There are literally dozens of exercises you can do at your desk to ensure better blood flow and combat the harsh effects long periods that sitting has on our bodies. These are my top 10 to do hourly, relatively undetected.

  1. Deep Breathing – Start with 5 deep breaths, exhaling as much air as possible to void the build-up of carbon dioxide in your lungs
  1. Foot Twirl – rotate your feet clockwise for 5 twirls, then anti-clockwise for 5 twirls
  1. Full Calf Flex – white seated roll each foot onto your heel, then onto your toe. Repeat 5 times for each leg.
  1. Thigh Pump – Simulate a ‘football-style’ run by rapidly tapping your feet on the floor for 30 seconds while seated.
  1. Thigh-High – While sitting in your chair, lift your right foot a few inches off of the floor. Keep your knee bent at a 90 degree angle and hold the position for 5-10 seconds each site. Repeat 5 times for each leg.
  1. Chair Shrug – Sit upright, grab side of the chair and try to lift yourself off the seat. Pausing at the top of the movement for 5-10 seconds. Repeat 5 times.
  1. Desk Biceps Curl – Sit close to the desk, place your open palm under the desk and ensure your elbows are bent at 90 degrees. Push up against the desk pausing at the top of the movement for 5-10 seconds. Repeat 5 times.

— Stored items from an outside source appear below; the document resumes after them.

PR #18115, opened 2021-02-09
irmin: fix base64 constraint

samoht:


samoht:
so no more time outs for `irmin-git` 🎉 

(but still time outs for `irmin-unix` and `irmin-indexeddb` -- will fix that later if I manage to understand what happens)

kit-ty-kate:
what was this fix for? Correctness or "tweak until the solver doesn't timeout" ?

PR #18118, opened 2021-02-09
[release] elpi 1.13.0

gares:


gares:
It fails on a handful of linux distributions which done have `time` installed...

packages/conf-time/conf-time.1/opam
```diff
@@ -4,13 +4,16 @@ authors: ["POSIX"]
...
 depexts: [
   ["time"] {os-family = "debian"}
+  ["time"] {os-family = "ubuntu"}
   ["time"] {os-distribution = "centos"}
   ["time"] {os-distribution = "fedora"}
-  ["time"] {os-distribution = "arch"}
+  ["time"] {os-distribution = "ol"}
+  ["time"] {os-family = "suse"}
+  ["time"] {os-family = "arch"}
+  # busybox time is installed by default on Alpine, GNU-time is time@testing
```
gares, line 16: Busybox time is nothing like gnu time. If there is a depext for alpine, it should be used IMO.

gares: This is also why elpi tests are disabled on alpine

gares:
I checked a couple of failures, and they are timeouts in the test suite.
If this new CI is using slowed VMs we either increase the timeout (currently 120s set in the opam file) or disable some tests (which requires me to add support for it, the is currently a way to only run the tests that match a name, but not to exclude the the ones testing for performance regression)

packages/conf-time/conf-time.1/opam
kit-ty-kate: true, but the `@testing` packages are rather flacky. I'll let it as is for now, we can think about it for next time

kit-ty-kate:
Thanks!

gares:
thanks to you!

PR #18124, opened 2021-02-10
Remove dependency cycles

samoht:


samoht:
This makes `opam admin check --cycle --ignore-test-doc` return without error.

samoht:
It's probably not worth testing the revdpes on the entiere universe. @dra27 and @kit-ty-kate are you ok to merge this?

packages/graphics/graphics.5.1.1/opam
```diff
@@ -22,6 +22,7 @@ depends: [
   "conf-pkg-config" {os != "win32"}
   "ocaml" {>= "4.09.0~~"}
 ]
+conflicts: ["ocamlfind-secondary"]
```
kit-ty-kate, line 25: same question here. Something tells me the constraint should be in ocamlfind-secondary.

samoht:
@kit-ty-kate there is a cycle between these packages which confuses the solver:

```
dune (>= 2.0.0 & < 2.1.1) -> ocamlfind-secondary = 1.8.1 -> ocamlfind = 1.8.1 -> graphics = 5.0.0
```

This PR breaks that cycle explicitly by adding a conflict in the middle of the dependency chain. That same conflict can be added either in `dune` or `ocamlfind` or `grapics` but not in `ocamlfind-secondary` as it's not part of the chain. I can add a comment in the file to make that clearer if you think that's useful.

samoht:
@kit-ty-kate I've fixed the location of the `graphics` constraint ; for the result one it's easier to patch the old `result.1.3.` than all the existing (and future) release of `dune-configurator`. Is that ok with you?

samoht:
The revdep testing are killing the CI. @kit-ty-kate is this ok if I merge this quickly?

kit-ty-kate:
This PR might not be necessary as `opam admin check --cycle` might not take coinstallability into account according to @AltGr. I suggest to not merge until we know more.
Opam issue: https://github.com/ocaml/opam/issues/4541

samoht:
Closing as it needs caml/opam#4541 to be resolved first.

  1. Desk Triceps Pushdown – Sit close to the desk, place your open palm on top of the desk and ensure your elbows are bent at 90 degrees. Push down against the desk pausing at the top of the movement for 5-10 seconds. Repeat 5 times.
  1. Hand Stretch – Tense and relax the muscles in your hands by first making a fist, then opening it and spreading your fingers. Repeat 5 times.
  1. Plié Squat – Stand up and point your toes outwards and take a wide stance. Slowly bend your knees in the direction of your toes as far as it comfortable, hold for 5-10 seconds and stand up. Repeat 5 times. While plié squats are more graceful than regular squats, give them a miss if your work attire includes a fitted skirt.

And lastly, get a pedometer or FitbitTM on to ensure you reach at least 10,000 steps a day.